Understanding how gluten drives autoimmunity in celiac disease

Celiac disease is a common disorder caused by intolerance to cereal gluten proteins. Surprisingly, the patients have antibodies to a component of the human body itself - to the enzyme transglutaminase 2. These antibodies - so-called autoantibodies - are only formed when the patients are consuming gluten. Autoantibodies to transglutaminase 2 are a hallmark of celiac disease. If a person is making such antibodies, it is very likely that the person suffers from celiac disease. Doctors harness this feature to diagnose the disease. The goal of the project is to understand why autoantibodies to transglutaminase are formed. Antibodies are produced by B cells. To produce antibodies, B cells need help from T cells. An experimental system has been developed with use of transgenic mice that have got introduced into their genomes the antigen receptors of disease-relevant B cells and T cells of celiac disease patients. We are studying how these B cells and T cells talk to each other in mice. The studies have given mechanistic insight into why an autoimmune response against transglutaminase 2 develops in celiac patients who eat gluten. Autoimmune disease can be prevented by removal of B cells expressing antigen receptors that attack components of the own body from the pool of B cells that we have. Another way is that such autoreactive B cells exist, but are kept silent. In our transgenic mice model, we have now shown that neither is the case for B cells recognizing transglutaminase 2. We have shown that these B cells exist and produce antibodies when they receive help from T cells.

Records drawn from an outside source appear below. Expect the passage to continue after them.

PR #1891, opened 2018-01-07
Fixed INT32_MIN

Enes5519:
## Tests
I tested on 32-bit :D

### DIFF
--- a/src/pocketmine/PocketMine.php
+++ b/src/pocketmine/PocketMine.php
@@ -22,7 +22,7 @@
 declare(strict_types=1);
 
 namespace {
-	const INT32_MIN = -0x80000000;
+	const INT32_MIN = -0x7fffffff;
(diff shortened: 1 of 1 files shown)


Enes5519:
@dktapps When I test 32 bit, it returns as float not int.

dktapps:
32-bit is not supported anymore...

Enes5519:
@dktapps I know. I just wanted to prove it.

[image](https://hizliresim.com/lOYPyJ)

dktapps:
What you wanted to prove is irrelevant.

> 32-bit is not supported anymore...

We are fully aware that 32-bit does odd things like this. That is one of the reasons I cut support for 32-bit.

dktapps:
https://bugs.php.net/bug.php?id=53934

PR #1895, opened 2018-01-08
Level: Implemented asynchronous chunk I/O

dktapps:
# IMPORTANT!
**Back up your worlds before testing this**. I take no responsibility for any disasters that might happen from using this code without taking appropriate precautions beforehand.

## TL;DR
Synchronous chunk loading and saving is a major performance problem. This PR moves chunk loading and saving onto another thread, which offers major performance bonuses.

## Introduction
For a very long time now, a common and critical problem with PocketMine-MP's performance in real applications has been chunk I/O.

Up until now, chunk I/O has been done synchronously, on the main thread. This has a range of detrimental effects on performance, including lag spikes on chunk load and save (particularly on machines using HDDs). This I/O does not need to be done synchronously.

This pull request splits LevelProviders into two halves. The chunk I/O part is moved onto a separate thread to allow disk I/O to be done asychronously without wasting main thread time.

### Benefits
Major performance improvements due to getting time-consuming disk I/O off the main thread, leaving the CPU free to do more useful things than waiting for disk. This means:
- No more huge lag spikes due to autosave
- No more lag spikes on chunk load. This will be particularly visible on machines with HDDs.
- The server is no longer disk-bound due to level I/O, which opens up the possibility of raising the chunks-per-tick limit throttle, since blocking the main thread with disk I/O is no longer a concern. Current tests show that 16 chunks per tick is easily viable. This leads to better player experience, because chunks will load faster.

### Caveats
There is still some performance penalty to loading and saving chunks, due to the way PHP pthreads works. Non-thread-safe objects must be serialized in order to copy them between threads. This adds some overhead to chunk copying.

Tests are being done to optimize this by using the [igbinary](https://github.com/igbinary/igbinary) extension, which improves deserialization speeds by a factor of 5 (deserialization is the main problem for the main thread, because more chunk loading happens than saving).

### API changes
- **By necessity, chunks can no longer be synchronously autoloaded on the fly from the main thread.** This is an important change, which means that chunk autoloading will no longer occur if something (such as a plugin) tries to acccess a chunk which is not loaded - instead, a RuntimeException will be thrown.
- The LevelProvider interface has changed to allow _requesting_ chunk load/save asychronously, instead of demanding synchronous loading.

### Behavioural changes
- Potentially huge performance improvements due to moving time-consuming disk I/O off the main thread.
- One extra thread is now created per level. Chunk disk I/O now happens on this thread instead of on the main thread, along with decompression and necessary conversions to in-memory format. This offers enormous performance advantages particularly for McRegion worlds and Anvil without the ChunkUtils extension.

## Backwards compatibility
This changes lots of parts of the LevelProvider API, as well as the chunk-loading behaviour of various Level methods, including get/setBlockIdAt() etc.

## Tests
Testing is currently in progress, bugs are being found. Some things are still broken.


Yexeed:
"Back up up" ?

dktapps:
Oops, that's a typo. Thanks.

zKoz210:
1) If you load the world loadLevel(), and then teleport to it, then we get the error.
2) Random teleportation Ex: /tp 99999 8 99999 

Is this normal?
```
 RuntimeException: "Chunk 8 6 is not loaded" (EXCEPTION) in "src/pocketmine/level/Level" at line 2436
```

dktapps:
It's not "normal" obviously, but I'm aware of the bug. Similar issues also exist with lighting updates.

robske110:
Is there any remote possibility to implement a method which still does synchronous chunk loading, to provide an easier way to upgrade old plugins. Because adapting some plugins to async chunk loading can be the same as a complete rewrite.

dktapps:
Not really. The whole point of this was to eliminate that. Making it able to operate in both modes would be a considerable pain in the ass. Even without threads it's designed to be async.

Plugins won't be affected provided that they operate within the bounds of the loaded world. Any plugins that relied on sync autoloading can use ChunkLoaders and such instead. Agreed, it'll require some code changes, but that is life. ¯\_(ツ)_/¯

robske110:
Agreed. I also noticed that actually far less plugins will be affected in a severe way than I initially anticipated. Also a full-rewrite won't be really required to adapt a plugin which breaks because of this, one could hack it quickly together.

Driesboy:
the server keep hanging while stopping the server by closing sessions while alot of players are online and alot of chunks are loaded

dktapps:
That's expected behaviour, unless it hangs indefinitely.

Driesboy:
it hangs indefinitely

dktapps:
Some things that need fixing:

- [ ] Chunks getting ticked without adjacent chunks being loaded (grass bug)
- [ ] Population will populate chunks without waiting for chunks to be loaded (will cause generation bugs)
- [ ] Light updates will crash when attempting to propagate into unloaded chunks (hmm)

daniktheboss:
Sorry for bump, but how stable is this now?

dktapps:
no more so than last time I commented.

dktapps:
This has built up a large array of merge conflicts and hasn't had any recent activity because I haven't had time to work on it.

As a proof of concept, this is fine, but has a LOT of bugs which I am still finding today. This is therefore in no fit state to be merged and will have to be revised in the future.

For the above reasons, I'm going to close this pull request.

PR #1906, opened 2018-01-11
FIX #1903

### LINKED ISSUE #1903: Block cache is no longer counted or cleared correctly
### Issue description
As of the merge of #1823 the Level block cache is now a two-dimensional array. This means that `Level->clearCache()` is now counting a number of _arrays_ of blocks, as opposed to a number of actual blocks.

https://github.com/pmmp/PocketMine-MP/blob/master/src/pocketmine/level/Level.php#L934-L938

dschwartz783:
### Relevant issues

Fixes #1903

### DIFF
--- a/src/pocketmine/level/Level.php
+++ b/src/pocketmine/level/Level.php
@@ -932,7 +932,7 @@ class Level implements ChunkManager, Metadatable{
 			$this->chunkCache = [];
 			$this->blockCache = [];
 		}else{
-			if(count($this->blockCache) > 2048){
+			if(array_sum(array_map("count", $this->blockCache)) > 2048){
 				$this->blockCache = [];
 			}
 		}


src/pocketmine/level/Level.php
```diff
@@ -932,7 +932,7 @@ public function clearCache(bool $force = false){
 			$this->chunkCache = [];
 			$this->blockCache = [];
 		}else{
-			if(count($this->blockCache) > 2048){
+			if(array_sum(array_map(function ($blockList) { return count($blockList); }, $this->blockCache)) > 2048){
```
dktapps: Is a lambda necessary here? `"count"` as a callable ought to suffice.

dschwartz783: ok, done

dschwartz783: now actually done. :p

dktapps:
While this is an elegant solution, it's very sub-optimal for performance. `array_*` functions tend to be quite slow.

On a testing server, I find that this is about 2x faster in the majority of cases:
```php
			$count = 0;
			foreach($this->blockCache as $list){
				$count += count($list);
				if($count > 2048){
					$this->blockCache = [];
					break;
				}
			}
```
Likely something to do with not allocating a temporary array for `array_sum()` to add up.

Of course, this is all on the order of microseconds, so any savings are very small.

dschwartz783:
PHP is quite the drag... Leave it for code readability, or replace it with yet another PHP performance workaround?

When we're done with that, can we all agree that Shoghi needs to die for choosing PHP in the first place?

dktapps:
To clarify to readers, effectively what's happening in this PR under the hood at runtime is this (when you PHPify the `array_*` functions):
```php
            $counts = [];
            foreach($this->blockCache as $list){
                $counts[] = count($list);
            }

            $count = 0;
            foreach($counts as $c){
                $count += $c;
            }
            
            if($count > 2048){
                $this->blockCache = [];
            }
```

dschwartz783:
I find it sad that PHP developers are so used to making these sacrifices, that they don't even see what's wrong with it anymore. In many languages, map functions and array summations perform well. PHP truly brings out the worst in developers.

dktapps:
This discussion could go on all day if we had the patience. I'm going to lock this before it gets out of hand.

PR #1912, opened 2018-01-13
Enchantment: Implement Silk Touch

dktapps:
The changeset in this PR is fairly simple and self-explanatory. This has been PR'd to make sure there are no special cases with blocks being unaffected by silk touch that I missed.

### DIFF
--- a/src/pocketmine/block/Bed.php
+++ b/src/pocketmine/block/Bed.php
@@ -207,6 +207,10 @@ class Bed extends Transparent{
 		return [];
 	}
 
+	public function isAffectedBySilkTouch() : bool{
+		return false;
+	}
+
 	public function getAffectedBlocks() : array{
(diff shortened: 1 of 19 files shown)


dktapps:
Silk touch is a problem for any block that drops items with NBT from a tile. 
Additionally, some blocks suck as monster eggs do not drop themselves when Silk Touch is used (although this can already be done by declaring `false` for affected by silk touch, and then checking manually in `getDropsForCompatibleTool()`).

TL;DR: there needs to be a better way to handle getting the drops when silk touch is used.

Also, there needs to be a better generic way to prevent default actions happening when ST is used (ice -> water (#1914), monster eggs don't spawn silverfish, etc).

dktapps:
The tiles issue can be resolved with future API updates which will allow blocks to be identified as tile-holders. In PC, tile-holding blocks are not silk-touch affected by default.

PR #1919, opened 2018-01-15
Update README.md

logig:
Let  developers find a link to download API documents.


dktapps:
any particular reason why people would want to download and not just view it...?

robske110:
Probably because you can't view it currently. (CSP)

The most important result of this project regards how autoimmunity develops in celiac disease. Coeliac disease is driven by an immune response to foreign cereal gluten proteins, and as part of this immune response the patients develop highly disease specific autoantibodies to the enzyme transglutaminase 2 (TG2). In this project we demonstrate in mouse model that there is no B-cell tolerance induction to TG2, and further that B cells of mice carrying a celiac disease derived B-cell receptor that recognize TG2 can produce antibodies when these cells are provided T-cell help. When the antigen is a complex between gluten peptide and TG2, this T-cell help can be provided by gluten specific T cells. This mechanism explains why celiac disease patients make autoantibodies to TG2 when they consume gluten. The findings have broad relevance to autoimmunity as they fuel the notion that autoimmunity can be driven by an immune response to a foreign antigen.en.

Among the most disease-specific autoantibodies in humans are those reactive with transglutaminase 2 (TG2). IgA anti-TG2 antibodies are diagnostic for celiac disease, and strikingly, they are only formed when celiac patients are consuming cereal gluten proteins. In this project we will harness new humanized mouse models to investigate a) whether and to which extent there is B-cell tolerance to TG2 and b) how anti-TG2 autoantibodies can be formed in response to exposure to the exogenous antigen gluten. We have established novel transgenic mouse strains that carry a B-cell receptor of a TG2-specific plasma cell and a T-cell receptor of a gluten-specific T cell - both based on immune cells isolated from lesions of celiac disease patients. Our preliminary results indicate that there is minimal or no B-cell tolerance to the TG2 autoantigen despite the fact that the transgenic knockin B-cell receptor has equal affinity for human and mouse TG2. This suggests that the main control of antibody production to TG2 operates at the level of provision of T-cell help. Conceivably, gluten-specific T cells can provide such help by involvement of hapten-carrier like TG2-gluten complexes. Preliminary data from adoptive transfer experiments with transgenic T cells and B cells indicate that gluten-specific T cells indeed can provide such help. Further experiments providing mechanistic insight into the T-cell/B-cell collaboration involved in TG2 autoantibody production will be undertaken. Work of the project should provide answers to fundamental questions related to celiac disease, and it should help to advance the understanding of autoimmune diseases in general.